Solitude has helped me learn to love all of myself, the good, the bad, the broken, and the weird.
I am thankful for the emptiness because it pushed me to rediscover my inner child, and my happiness, and overall opened my eyes to the takers.
I know this is a crazy time right now. I can’t believe I had the courage to quit my job without having another one lined up. That something I never did in my life. I literally don’t have much to live on right now and can’t even afford to pay my own bills, but I been down this road before.
I felt unappreciated at my last job even though I did my best to succeed. Sometimes you just must take a stand and say enough is enough. Funny thing is my Employer took it well and so did my coworker’s. Except for one coworker who felt it was her mission in life to put me down. I told her I give up and I am quitting. I don’t know if she did not believe me or what but for 3 weeks, I had to Endure her emotional trauma of insults, sudden niceness, nosiness etc.
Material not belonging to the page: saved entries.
PR #818, opened 2019-03-12
Storybook poc

ZakarFin:
- Rollback antd version so it works on NLS registry (need to update this later)
- Renames ButtonComponent to Button for convenience
- Add storybook support https://storybook.js.org/docs/guides/guide-react/

1) Do an npm install
2) npm run storybook
 -> starts a live server for React component preview without the need for oskari-server.
3) Create [something].stories.js files under oskari-frontend/bundles for your components.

Again, why is it my fault for other people’s issues. Have you ever heard of grieving the dead? I never seen grieving the living. Oh well not my concern.
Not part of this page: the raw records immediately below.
PR #819, opened 2019-03-13
Add immutable.js

jheijari:
Using immutable.js makes sure the data structures used by React components won't be mutated elsewhere in the software.

### DIFF
--- a/package.json
+++ b/package.json
@@ -23,6 +23,7 @@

I applied to at least 30 jobs each one turning me down for some lame excuse which at this point has become laugh able. I always said it better to laugh in the face of fear then let people believe they got the best of you. I have generated this AI photo of myself and thought I want to be this person. My mom tells me it fake. It not really you. Why would I want to look like the person I don’t want to be? I do not believe what my mom tells me. Who is she to tell me what to become? Sometimes people forget you are NOT them. You are your own unique person and need to develop into a greater person too. Sometimes, I wonder who am I?
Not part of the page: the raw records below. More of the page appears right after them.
PR #820, opened 2019-03-13
React ui components

atlain:
Added Select and Collapse components
Few fixes for Button and TextAreaInput components mentioned here: https://github.com/oskariorg/oskari-frontend/pull/816


bundles/admin/admin-layereditor/components/Collapse.jsx
```diff
@@ -0,0 +1,21 @@
+import React from 'react';
+import PropTypes from 'prop-types';
+import Collapse from 'antd/lib/collapse';
```
jheijari: We could name Collapse as AntCollapse and then export our CollapseComponent as Collapse instead.

bundles/admin/admin-layereditor/components/Select.jsx
```diff
@@ -0,0 +1,21 @@
+import React from 'react';
+import PropTypes from 'prop-types';
+import Select from 'antd/lib/select';
```
jheijari: And do the same here. Rename Select -> AntSelect and export SelectComponent as Select.

bundles/admin/admin-layereditor/components/Button.jsx
```diff
@@ -1,15 +1,12 @@
...
 import 'antd/lib/button/style/css';
 
-export const ButtonComponent = (props) => {
-    const {text, ...other} = props;
-    return (
-        <Button {...other}>{text}</Button>
-    );
-};
+export const Button = (props) => (
+    <AntButton {...props}>{props.children}</AntButton>
```
data-ux: It would be cleaner no to pass `children` twice:
```
export const Button = ({children, ...other}) => (
<AntButton {...other}>{props.children}</AntButton>
);
```

bundles/admin/admin-layereditor/components/Collapse.jsx
```diff
@@ -0,0 +1,21 @@
...
+import 'antd/lib/collapse/style/css';
+
+const AntPanel = AntCollapse.Panel;
+
+export const Collapse = (props) => {
+    const {panels, ...other} = props;
+    return (
+        <AntCollapse {...other}>
+            {panels.map((panel, key) => (
+                <AntPanel {...panel} key={key}>{panel.content}</AntPanel>
```
jheijari: Passing content twice here

jheijari:
Should we add performance optimization by memorizing these components as well?

bundles/admin/admin-layereditor/components/Tabs.jsx
```diff
@@ -0,0 +1,21 @@
+import React from 'react';
+import PropTypes from 'prop-types';
+import AntTabs from 'antd/lib/tabs';
+import 'antd/lib/tabs/style/css';
+
+const AntTabPane = AntTabs.TabPane;
+
+export const Tabs = (props) => {
+    const {tabPanes, ...other} = props;
```
data-ux: We should be able to first wrap `AntTabs.TabPane` and then use it via `props.children`. So we can have structure: 
```
<Tabs>
  <TabPane />
  <TabPane />
</Tabs>
```

data-ux:
> Should we add performance optimization by memorizing these components as well?

At this point, we can memoize components that only take primitive values as props. We cannot do it in the general case, because we are dealing with objects that might be mutated.

If we memoize components that take objects as props, and the objects mutate later on, we will miss out on renders that should happen.

bundles/admin/admin-layereditor/components/Tabs.jsx
atlain: Yep, I created TabPane component and modified Tabs to use it.

data-ux:
Should we wrap AntSelect.Option and AntCollapse.Panel, too?

ZakarFin:
> Should we wrap AntSelect.Option and AntCollapse.Panel, too?

Yes, let's be consistent. I have the AntD Steps with Steps.Step in #822

data-ux:
> Should we also use Pane or Panel (my pref) throughout even though AntD doesn't? Now we have both.

In Antd Pane and Panel are different things: TabPane and Collapse.Panel. The naming reflects established convention in UIs. I don't see a reason to give them the same name to different concepts.

ZakarFin:
Seems to me that collapse doesn’t have any controls in most of our cases so it should be pane instead of panel then?

data-ux:
Yes, to paraphrase, a panel is some bounded area (think "control panel" in physical machines) with UI controls. For example an accordion (or "collapse" in And terminology) usually has multiple small bounded areas that can be opened/closed. Scrollable accordion content would be very odd and is seldom used. So "accordion panel" or in Antd "collapse panel" makes sense.

PR #822, opened 2019-03-13
React-based admin wizard

ZakarFin:
Dummy wizard component that can be used when adding layers. The final step is the actual data gathering form that is implemented in an upcoming PR.

TODO: 
- capabilities fetching from server
- localization
- urlinput to have username/password capabilities
- error messaging


data-ux:
General comment about state handling. I would separate all state into only two places. Permanent state (saved to backend) and temporary state (exits only as long as the layer editor form is open). Permanent state would be handled by the service that will be created for admin-layereditor bundle and temporary state would be held as component state of the layer wizard/form (let's see later how up in the tree we need to push the statekeeping). All React components below the single stateful component should be stateless; they just signal to their parents (via function props) if something needs to change in the temporary state.

bundles/admin/admin-layereditor/view/LayerWizard/LayerURLForm.jsx
```diff
@@ -0,0 +1,58 @@
...
+    'WFS': ['3.0']
+};
+
+export class LayerURLForm extends React.Component {
+    constructor (props) {
+        super(props);
+        this.mutator = props.service;
+        this.state = {
+            url: props.layer.url
+        };
```
data-ux: Maximum one component should own the url state. I propose that this component would own the url state and that we make `UrlInput` a controlled component.
https://reactjs.org/docs/lifting-state-up.html

bundles/admin/admin-layereditor/view/LayerWizard.jsx
```diff
@@ -0,0 +1,99 @@
...
+import { LayerURLForm } from './LayerWizard/LayerURLForm';
+import { LayerDetails } from './LayerWizard/LayerDetails';
+import { LayerCapabilitiesListing } from './LayerWizard/LayerCapabilitiesListing';
+import { Button } from '../components/Button';
+import { LayerWizardService } from './LayerWizard/LayerWizardService';
+
+export class LayerWizard extends React.Component {
+    constructor (props) {
+        super(props);
+        this.service = new LayerWizardService(() => this.setState({ layer: this.service.getLayer() }));
```
data-ux: I think we should reserve the name "service" for global singleton objects managing state and server communication. Here we have a "state manager" object that handles only state for this specific form instance. Instead we could implement the _container & presentational component_ pattern:
https://medium.com/@yassimortensen/container-vs-presentational-components-in-react-8eea956e1cea

PR #823, opened 2019-03-14
React implementation of LayerList

jheijari:
First version of the next gen map layer list written using React.
Does not support nested grouping yet.


bundles/framework/layerlist/components/LayerCollapse.jsx
```diff
@@ -0,0 +1,89 @@
...
+import { Alert } from '../../../admin/admin-layereditor/components/Alert';
+
+const getLayers = (layers, otherProps) => layers.map(
+    (lyr, index) => {
+        const props = {
+            model: lyr,
+            even: index % 2 === 0,
+            ...otherProps
+        };
+        return <Layer key={index} {...props}/>;
```
data-ux: We should always use a real identifier as the key if possible. Layer id would be good here.
https://reactjs.org/docs/lists-and-keys.html#keys

bundles/framework/layerlist/components/LayerCollapse.jsx
```diff
@@ -0,0 +1,89 @@
...
+        };
+        const layers = filteredLayers || group.getLayers();
+        const listProps = {
+            dataSource: getLayers(layers, otherProps),
+            bordered: false
+        };
+        const panelProps = {
+            header: group.getTitle(),
+            extra: <Badge {...badgeProps}/>,
+            children: <List {...listProps}/>
```
data-ux: It would be more idiomatic to but <List> inside <Panel> in the returned JSX instead of passing as props.

bundles/framework/layerlist/components/LayerCollapse.jsx
```diff
@@ -0,0 +1,89 @@
...
+    const results = groups.map(group => {
+        const layers = group.getLayers()
+            .filter(lyr => group.matchesKeyword(lyr.getId(), keyword)); // and some other rule?
+        return {group, layers};
+    }).filter(result => result.layers.length !== 0);
+    return results;
+};
+
+export const LayerCollapse = props => {
+    const { groups, filterKeyword, ...rest } = props;
```
data-ux: Maybe destructure already in function signature?
`export const LayerCollapse = ({ groups, filterKeyword, ...rest }) => {...}`

bundles/framework/layerlist/components/LayerCollapse.jsx
```diff
@@ -0,0 +1,89 @@
...
+    if (!Array.isArray(groups) || groups.length === 0) {
+        return getEmptyMessage();
+    }
+    const filtered = getSearchResults(groups, filterKeyword);
+    if (filtered && filtered.length === 0) {
+        return getEmptyMessage(filterKeyword);
+    }
+    const collapseProps = {
+        children: getPanels(groups, filtered, rest),
```
data-ux: Same here with the children.

bundles/framework/layerlist/components/LayerCollapse/LayerTools.jsx
```diff
@@ -0,0 +1,132 @@
...
+    return !!subLayers.find(sub => !!sub.getMetadataIdentifier());
+};
+
+const getInfoIcon = layer => {
+    const classes = ['layer-info'];
+    if (layer.getMetadataIdentifier() || hasSubLayerMetadata(layer)) {
+        classes.push('icon-info');
+    }
+    const props = {
+        className: classes.join(' ')
```
data-ux: If we have only one or two props, it would look cleaner just to type it into the JSX:
`<RightFloatingIcon className={classes.join(' ')} >;`

bundles/framework/layerlist/components/LayerCollapse.jsx
jheijari: Replaced with layer id

bundles/framework/layerlist/components/LayerCollapse.jsx
jheijari: Passing children now in jsx instead of props

bundles/framework/layerlist/components/LayerCollapse.jsx
jheijari: Destructing in function signature done

bundles/framework/layerlist/components/LayerCollapse/LayerTools.jsx
jheijari: Done

bundles/framework/layerlist/view/LayerCollapse/StateHandler.js
```diff
@@ -0,0 +1,106 @@
...
+                // and some other rule?
+            return {group, layers};
+        }).filter(result => result.layers.length !== 0);
+        return results;
+    }
+    addListener (listener) {
+        this.listeners.push(listener);
+    }
+    notify () {
+        this.listeners.forEach(consumer => consumer());
```
data-ux: We should give the current state of the statehandler as argument to consumers, so that they can use it to `setState()` or ReactDOM.render();

bundles/framework/layerlist/view/LayerCollapse/StateHandler.js
```diff
@@ -0,0 +1,106 @@
...
+    constructor () {
+        this.listeners = [];
+        this.selectedLayerIds = [];
+        this.groups = [];
+        this.filterKeyword = null;
+        this.openGroupTitles = null;
+        this.filtered = null;
+        this.map = Oskari.getSandbox().getMap();
+    }
+    getState () {
```
data-ux: Ability to get the internal state should not be needed. We could make it private and only call in `notify(). Storybooks etc. can still use the provate function "illegally", if needed.

PR #824, opened 2019-03-15
React add util.jsx

okauppinen:


src/react/util.jsx
```diff
@@ -0,0 +1,25 @@
...
+            <GenericContext.Consumer>
+                {context => <Component {...props} {...context} />}
+            </GenericContext.Consumer>
+        );
+    };
+}
+
+// re-binds all object methods starting with 'handle',
+// so that methods can be used detached from instance. For use in React
+export function handleBinder (ob) {
```
data-ux: As @ZakarFin suggested, we could add an optional second parameter that would define the prefix. Default value would be "handle", but caller could give some other prefix if needed.

PR #825, opened 2019-03-19
Language selector

data-ux:
General language selector dropdown for Oskari. Implemented as React component in new bundle 'language-selector'. Uses currently avaialble languages in Oskari instance. Bundle setup in DB/appSetup as usual.

**Usage**
Selector can be used in application by adding an HTML element with id "language-selector-root" into the JSP template. Selector will be created inside on bundle startup.

Another way to use the selector is to include one of the React components into any React UI anywhere in the application. The bundle does not need to be added into DB/appSetup in this case. The components are:  `<LanguageChanger \>` that implements the global language change functionality and `<LanguageSelect \>` that is just a presentational language selection menu component.

**Styling**
Selector can be styled by overriding class `oskari-language-selector` descendants in overwritten.css.


bundles/framework/language-selector/instance.js
```diff
@@ -0,0 +1,21 @@
...
+const BasicBundle = Oskari.clazz.get('Oskari.BasicBundle');
+
+Oskari.clazz.defineES('Oskari.bundle.language-selector.instance',
+    class LanguageSelectorBundle extends BasicBundle {
+        constructor () {
+            super();
+            this.__name = 'language-selector';
+        }
+        _startImpl () {
+            const root = jQuery('#language-selector-root');
```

I posted the image on LinkedIn; it pretty much looks like me. I got a message from a previous employer wanted me to come back. I thought might as well. The company has grown, and they do have a lot of success and he is never wrong. I did an interview, and I was told I would get another. Yet to hear back yet. To keep myself busy, I decided to inquire about going back to college. Do Hybrid so I can learn better. I learn better on my own then in a class.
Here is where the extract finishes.